Entre as gargalhadas dos demais gendarmes, Ana tentou encontrar algo onde escrever uma resposta. Precisava contar sua verdade, que seu nome não era Ana, que era filha de uma família de classe alta de Pocitos, bairro nobre de Montevidéu. Tinha uma irmã gêmea, tinha uma família enorme, tinha saudades, e também tinha medo, mas não medo da morte. E queria se encontrar com ele.

Dias depois, seu advogado lhe forneceu papel, caneta e a grande coincidência de suas vidas. Ele era casado com a advogada de Ulpiano. Os defensores nada podiam fazer pelos guerrilheiros nos tribunais. Livrá-los da prisão em meio a uma ditadura era impensável. A única opção era servir como um casal de carteiros, trabalhando por um amor que lutava para sobreviver.

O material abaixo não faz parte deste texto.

PR #1576, opened 2016-08-01
Fixed spectators

Tarik02:
### Description
Now arrows don't affect spectators, players can build in spectators.

### Reason to modify
In many mini-games, spectators can prevent players to play.

### Tests & Reviews
It's was tested.

### DIFF
--- a/src/pocketmine/entity/Entity.php
+++ b/src/pocketmine/entity/Entity.php
@@ -760,7 +760,7 @@ abstract class Entity extends Location implements Metadatable{
 	}
 
 	public function canCollideWith(Entity $entity){
-		return !$this->justCreated and $entity !== $this;
+		return !$this->justCreated and $entity !== $this and !($entity instanceof Player and !$entity->isSpectator());
 	}
 
 	protected function checkObstruction($x, $y, $z){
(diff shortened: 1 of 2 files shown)


PeratX:
+1

Driesboy:
+1 approved

src/pocketmine/entity/Entity.php
```diff
@@ -760,7 +760,7 @@ public function setMaxHealth($amount){
 	}
 
 	public function canCollideWith(Entity $entity){
-		return !$this->justCreated and $entity !== $this;
+		return !$this->justCreated and $entity !== $this and !($entity instanceof Player and !$entity->isSpectator());
```
dktapps: I think your logic here is incorrect.

robske110: Translating code to english:
when the entity (this) is not justCreated and the $entity isn't this entity and if the entity is not a instance of a player and is not a spectator the
So the entity cannot be a player wich is in spectator ....

dktapps: Yes, that's what I thought.

dktapps:
I'm going to close this, because there is a cleaner solution and this solution does not work correctly. Thank you for trying though.

PR #711, opened 2019-08-29
Timepicker bugfix (task #10976)

eliamariutti:
In case the project runs with the `CsvMigrations.tableValidation` enabled, the cakephp validation were failing due the wrong format of the hours in the time (*H* instead of *HH*). 
The `bootstrap-timepicker` JS library responsible to provide the time is no longer maintained and a small workaround is set to provide always two digit hours.

### DIFF
--- a/webroot/js/timepicker.init.js
+++ b/webroot/js/timepicker.init.js
@@ -41,11 +41,11 @@
             }
 
             // time picker
-            $('[data-provide="timepicker"]').timepicker(defaults).on('changeTime.timepicker show.timepicker', function(e) {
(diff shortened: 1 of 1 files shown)


webroot/js/timepicker.init.js
```diff
@@ -17,6 +17,7 @@
                 });
             });
         });
+        $("body").find('[data-provide="timepicker"]').data('timepicker').update()
```
georgeconstantinou: @eliamariutti do we need this?

eliamariutti: @georgeconstantinou Yes, the timepicker is responsible with the setTime function to crop the first digit of the hour. I could not find any other fast way to trigger the timepicker (so the changeTime) then this solution.

PR #717, opened 2019-09-23
Include css and js files when necessary depending on the FieldHandler (Task #10114)

acrias:
This PR removes many common libraries from loaded in common_js_libs.ctp and include them in the the FieldHandler files

### DIFF
--- a/src/Template/Element/FieldHandlers/FilesFieldHandler/value.ctp
+++ b/src/Template/Element/FieldHandlers/FilesFieldHandler/value.ctp
@@ -37,7 +37,7 @@ $limit = 3;
             <div class="thumbnail" title="<?= $entity->get('filename') ?>">
                 <?= $this->Html->image(Hash::get(
                     $entity->get('thumbnails'),
-                    in_array($entity->extension, FileUpload::IMAGE_EXTENSIONS) ? 'small' : 'large'
+                    in_array($entity->extension, FileUpload::IMAGE_EXTENSIONS) ? 'small' : 'huge'
                 )) ?>
                 <div class="caption">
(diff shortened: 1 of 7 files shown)


src/Template/Element/FieldHandlers/FilesFieldHandler/value.ctp
```diff
@@ -37,7 +37,7 @@ $limit = 3;
             <div class="thumbnail" title="<?= $entity->get('filename') ?>">
                 <?= $this->Html->image(Hash::get(
                     $entity->get('thumbnails'),
-                    in_array($entity->extension, FileUpload::IMAGE_EXTENSIONS) ? 'small' : 'large'
+                    in_array($entity->extension, FileUpload::IMAGE_EXTENSIONS) ? 'small' : 'huge'
```
georgeconstantinou: @acrias I think this was recently changed by @eliamariutti

acrias: @georgeconstantinou fixed

src/Template/Element/common_js_libs.ctp
```diff
@@ -15,15 +15,8 @@ use Cake\Core\Configure;
 echo $this->Html->css(
     [
         'AdminLTE./plugins/iCheck/all',
-        'Qobo/Utils./plugins/daterangepicker/css/daterangepicker',
```
softius: @acrias removing these assets / files will cause issues with template files including `common_js_libs` - for example https://github.com/QoboLtd/project-template-cakephp/search?q=common_js_libs&unscoped_q=common_js_libs

I would prefer to make the necessary adjustments so that this affects only this plugin while we keep `common_js_libs` as a deprecated file. I am thinking to introduce a new element for absolutely common file (like a base file).

PR #723, opened 2019-10-31
Transitions list (task #11973)

eliamariutti:
[Second PR] - Update JSON validation, pass the actual list status as option parameters.

List life-cycle refers to the possible transitions between list items, which are usually applied in fields like Status.

### DIFF
--- a/src/Utility/Validate/Utility.php
+++ b/src/Utility/Validate/Utility.php
@@ -105,7 +105,11 @@ class Utility
         $listItems = null;
         try {
             $mc = new ModuleConfig(ConfigType::LISTS(), $module, $list, ['cacheSkip' => true]);
+
+            $schema = $mc->createSchema(['lint' => true]);
+            $mc->setParser(new Parser($schema, ['lint' => true, 'validate' => true]));
             $config = $mc->parse();
+
             $listItems = property_exists($config, 'items') ? $config->items : null;
         } catch (InvalidArgumentException $e) {
             return false;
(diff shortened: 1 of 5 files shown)


src/Utility/Validate/Utility.php
```diff
@@ -114,6 +118,23 @@ public static function isValidList(string $list, string $module = '') : bool
         if (null === $listItems) {
             return false;
         }
+        $transitions = (array)Hash::extract($mc->parseToArray()['items'], '{n}.transitions');
```
georgeconstantinou: @eliamariutti no need to parse here is already done on line 111.

src/Utility/Validate/Utility.php
```diff
@@ -114,6 +118,23 @@ public static function isValidList(string $list, string $module = '') : bool
...
+
+        if (!empty($transitions)) {
+            $listKeys = array_flip((array)Hash::extract($mc->parseToArray()['items'], '{n}.value'));
```
georgeconstantinou: @eliamariutti same here, parsing already done on line 111.

src/Utility/Validate/Utility.php
```diff
@@ -115,6 +119,25 @@ public static function isValidList(string $list, string $module = '') : bool
             return false;
         }
 
+        $array = Convert::objectToArray($config);
+        $transitions = (array)Hash::extract($array['items'], '{n}.transitions');
+
+        if (!empty($transitions)) {
```
georgeconstantinou: @eliamariutti invert the condition here and do an early return, to avoid too much nesting.

PR #761, opened 2020-03-24
Proxy thumbnail generation via an event (task #15659)

asaliev:
Allows to manipulate what happens before and after the thumbnail generation

### DIFF
--- a/src/Event/ProcessThumbnailsListener.php
+++ b/src/Event/ProcessThumbnailsListener.php
@@ -1,0 +1,74 @@
+<?php
+
+/**
+ * Copyright (c) Qobo Ltd. (https://www.qobo.biz)
+ *
+ * Licensed under The MIT License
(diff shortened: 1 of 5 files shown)


src/Event/ProcessThumbnailsListener.php
```diff
@@ -0,0 +1,74 @@
...
+ * @copyright     Copyright (c) Qobo Ltd. (https://www.qobo.biz)
+ * @license       https://opensource.org/licenses/mit-license.php MIT License
+ */
+
+namespace CsvMigrations\Event;
+
+use Burzum\FileStorage\Model\Entity\FileStorage;
+use Cake\Event\Event;
+use Cake\Event\EventListenerInterface;
+use Cake\Log\LogTrait;
```
eliamariutti: @asaliev This is not used

PR #762, opened 2020-03-27
Fields helper render input updates (task #15480)

eliamariutti:
Implement a help tooltip for the input fields of the modules.
The helper text can be saved in the field.json file of the module.


webroot/js/datepicker.init.js
```diff
@@ -1,128 +1,3 @@
-(function ($) {
```
acrias: @eliamariutti Is this okay that we have removed the datepicker and entered a tooltip code?

eliamariutti: @acrias Nope, I overwrite the file accidentally. Nice catch!

src/View/AppView.php
```diff
@@ -32,6 +32,7 @@ public function initialize()
     {
         parent::initialize();
 
+        $this->loadHelper('MyHtml');
```
acrias: @eliamariutti the helper `MyHtml` couldn't be something else like `TooltipHelper`?

src/View/Helper/HelpHelper.php
```diff
@@ -0,0 +1,32 @@
...
+
+    /**
+     * Template for help tooltip
+     *
+     * @param string $message Help message
+     * @return string
+     */
+    public function help(string $message): string
+    {
+        return '<span data-toggle="tooltip" title="" class="badge bg-blue" data-placement="auto right" data-original-title="' . __($message) . '">?</span>';
```
acrias: @eliamariutti we could have this in a config and be able to adjust it if possible like the `class`, `title` and the `data-placement` for example

src/View/AppView.php
eliamariutti: @acrias I'm actually fixing here due is wrong how I load the class . The right code is 
`$this->loadHelper('Html', ['className' => 'MyHtml']);`
and the `MyHtml` it extends `Cake\View\Helper\HtmlHelper`. The class name is not important.

src/View/Helper/HelpHelper.php
eliamariutti: @acrias Sure we can, but this is kind of a standard tooltip. The html part is right to be inside the php class.

eliamariutti: I really like the idea to export the css class in a config file : but the `MyHtmlHelper` in the csv pluging is not actually used in the project-template because we load `App\View\AppView` instead of `CsvMigrations\View\AppView`. So I will do the change in the project-template PR [here](https://github.com/QoboLtd/project-template-cakephp/pull/959)

PR #770, opened 2020-05-11
Translate behavior in import (Task #16083)

eliamariutti:
Adding translations from a import file: during the import we check in the file headers if there are translated fields and update the entities using the Translate Behavior of CakePHP.


src/Shell/ImportShell.php
```diff
@@ -388,7 +390,41 @@ protected function _importResult(Import $import, array $headers, int $rowNumber,
...
+        foreach ($fields as $field => $value) {
+            if (!in_array($field, array_keys($data))) {
+                continue;
+            }
+
+            if (!method_exists($entity, 'translation')) {
+                throw new MissingBehaviorException("Translation behavior is not configured correctly: check TranslateTrait in the Entity class");
+            }
+
+            $entity->translation($value['lang'])->{$value['parent']} = $data[$field];
```
softius, line 423: @eliamariutti since `translation` returns an `Entity`, lets replace the above with `set()`

src/Shell/ImportShell.php
```diff
@@ -388,7 +390,41 @@ protected function _importResult(Import $import, array $headers, int $rowNumber,
...
+    /**
+     * Check for tranlsations, set the entity with Translate Behavior and update the data payload.
+     *
+     * @param Table $table Table class
+     * @param EntityInterface $entity New entity
+     * @param string[] $headers Upload file headers
+     * @param mixed[] $data Current data from file line
+     * @return mixed[]
+     */
+    protected function setLanguages(Table $table, EntityInterface $entity, array $headers, array $data): array
```
softius, line 407: @eliamariutti since objects are passed by ref, you shouldnt have any problem not returning the `$entity`. Ideally, you must return only the update data, and hence avoid using the `list` in caller methods.

PR #771, opened 2020-05-14
Import updates (task #16121)

eliamariutti:
Add the possibility to update records with using the import functionality.
The file needs to have an unique identifier to match the entity we want to update. If no record is found in the related model, the import will try to add it.

image

### DIFF
--- a/src/Template/Import/mapping.ctp
+++ b/src/Template/Import/mapping.ctp
@@ -107,6 +107,7 @@ $('select[name="options[options][update_identifier]"]').on("change", function(){
     <div class="row">
         <div class="col-md-10 col-lg-8">
             <div class="box box-primary">
+                <?php if(!empty($identifier)): ?>
                 <?= $this->Form->create($import, ["id" => "mapping"]) ?>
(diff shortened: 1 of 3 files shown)


src/Template/Import/mapping.ctp
```diff
@@ -86,8 +107,38 @@ echo $this->Html->scriptBlock(
...
+                <?php if(!empty($identifier)): ?>
+                <?= $this->Form->create($import, ["id" => "mapping"]) ?>
                 <div class="box-body">
-                <?= $this->Form->create($import) ?>
+                <div class="row">
+                    <div class="col-md-3"></div>
+                    <div class="col-md-8">
+                        <div class="form-group input checkbox">
+                            <input type="checkbox" name="options[options][update]" value="1" class="square" id="is_update">
+                            <label class="control-label">Update matching records.</label>
```
softius, line 118: @eliamariutti this one must be wrapped with `__d`.

acrias:
@eliamariutti do we have any pot file?

PR #782, opened 2020-06-02
Update currency config (task #16520)

eliamariutti:


config/currencies.php
```diff
@@ -6,6 +6,10 @@
                 'description' => 'Albania Lek',
                 'symbol' => 'Lek',
             ],
+            'AED' => [
+                'description' => 'UAE Dirham',
+                'symbol' => 'د.إ',
```
acrias, line 11: We could have the `&#1583; .&#1573;`

config/currencies.php
```diff
@@ -386,6 +390,10 @@
                 'description' => 'Trinidad and Tobago Dollar',
                 'symbol' => 'TT&#36;',
             ],
+            'TRY' => [
+                'description' => 'Turkish Lira',
+                'symbol' => '₺',
```
acrias, line 395: And here the `&#8378; &#x20BA;`

config/currencies.php
softius: @acrias we keep non encoded values here on purpose, to avoid encoding when rendering the value.

PR #784, opened 2020-06-04
Filter uploads by mime (task #16581)

eliamariutti:
Allow upload by mime type list (backend)

### DIFF
--- a/config/file_upload.php
+++ b/config/file_upload.php
@@ -1,0 +1,19 @@
+<?php
+
+return [
+    'FileUpload' => [
+        'allowedMime' => [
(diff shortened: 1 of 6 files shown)


config/file_upload.php
```diff
@@ -0,0 +1,19 @@
+<?php
+
+return [
+    'FileUpload' => [
```
acrias, line 4: Do we want to allow all those mime types? Are we using anything else except images and pdfs?

eliamariutti: @acrias The idea is to allow everything from a plugin level : in the App, we will overwrite the list as needed.

PR #785, opened 2020-06-15
Disable dynamic panel in batch edit (task #16689)

eliamariutti:
The dynamic panel in the batch edit has all the field enabled when appear the form.
This will reset all the information hold in this panel for each entity selected in the batch.

### DIFF
--- a/webroot/js/panels.js
+++ b/webroot/js/panels.js
@@ -78,7 +78,9 @@
     };
 
     Panel.prototype.resetPanels = function () {
-        $(this.form).find('[data-provide="dynamic-panel"].hidden').find(':input').attr('disabled', false);
+        if (window.location.href.indexOf("/batch/edit") === -1) {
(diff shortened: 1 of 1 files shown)


webroot/js/panels.js
```diff
@@ -78,7 +78,9 @@
     };
 
     Panel.prototype.resetPanels = function () {
-        $(this.form).find('[data-provide="dynamic-panel"].hidden').find(':input').attr('disabled', false);
+        if (window.location.href.indexOf("/batch/edit") === -1) {
```
softius, line 81: @eliamariutti any idea on how we can make the URL here more dynamic?

eliamariutti: @softius Not really. My point of view is that that URL is not dynamic in any possible way and should stay a const as it is now. Any idea is welcome.

PR #788, opened 2020-06-18
Allow sorting files on specific fields (Task #10489)

acrias:
This PR enables the file sorting on specific file fields that have orderBy on field `order` in the fields.json


config/csv_migrations.php
```diff
@@ -74,11 +74,12 @@
                 'showUploadedThumbs' => false,
                 'reversePreviewOrder' => false,
                 'uploadAsync' => true,
-                'dropZoneEnabled' => true,
+                'dropZoneEnabled' => false,
```
softius, line 77: @acrias I am bit concerned that the defaults have been changed here. Can you please advise?

src/Template/Element/FieldHandlers/FilesFieldHandler/input.ctp
```diff
@@ -10,14 +10,23 @@
...
 $class = str_replace('.', '_', $name . '_ids');
 
+$config = ModuleRegistry::getModule($table)->getFields();
+
 $options = [
     'multiple' => true,
     'data-upload-url' => sprintf("/api/%s/upload", $table),
 ];
+
+if (isset($config[$field]['orderBy']) && 'order' == $config[$field]['orderBy'] && isset($config[$field]['orderDir'])) {
```
softius, line 26: @acrias lets move `order` into config so that we remove this coupling (at least) from project-template-cakephp.

config/csv_migrations.php
acrias: @softius this was already false before and I have changed to true and then back to false. Actually it doesn't make any change for these values as we already changing them in the javascript file.

src/Template/Element/FieldHandlers/FilesFieldHandler/input.ctp
acrias: @softius how this will be used in config

softius: @acrias in `config` we will need to define the field to be used for sorting, similar to how behavior work.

Amor nos tempos da guerrilha

Ana e Ulpiano foram dois prisioneiros vivendo um típico amor tupamaro. O MLN-T surgiu em meados dos Anos 60, fundado por um grupo de estudantes socialistas que queriam fazer a revolução no Uruguai, inspirados pelo sucesso da Revolução Cubana.

Diferente das guerrilhas urbanas de outros países, os Tupamaros começaram a atuar antes de instalada a ditadura. A vida na clandestinidade impedia que houvesse relações fora da organização e saber o verdadeiro nome das pessoas com quem trabalhavam podia colocar a vida delas e a sua própria em risco. O amor deles nasceu quando ela se chamava Ana e ele Ulpiano, não importava o que diziam os documentos de identidade.

No meio da história, também houve uma fuga da prisão. Ana era uma estudante de arquitetura com talento para a falsificação de documentos. Uma dessas identidades falsas permitiu que o camarada de codinome Emiliano passasse a se chamar Ulpiano, para fugir de um mandado de captura. E assim eles se conheceram.

Ana tinha um namorado que também era do MLN-T. Se chamava Blanco Katrás, e foi capturado pela polícia, junto com ela, meses depois daquela falsificação. Ana só passou alguns meses na cadeia, mas Blanco terminou sendo executado pela polícia uruguaia.

“Não era o primeiro namorado que eu perdia naquelas condições, e já tinha visto muitos outros camaradas morrerem. Não há tempo para sentir pena quando você precisa salvar a própria pele”, disse Ana, anos depois, em um livro que contou sua história.

Libertada em 1971, ela encontrou refúgio no mesmo porão em que estava escondido Ulpiano, que já era, naquele então, um dos homens mais procurados do país.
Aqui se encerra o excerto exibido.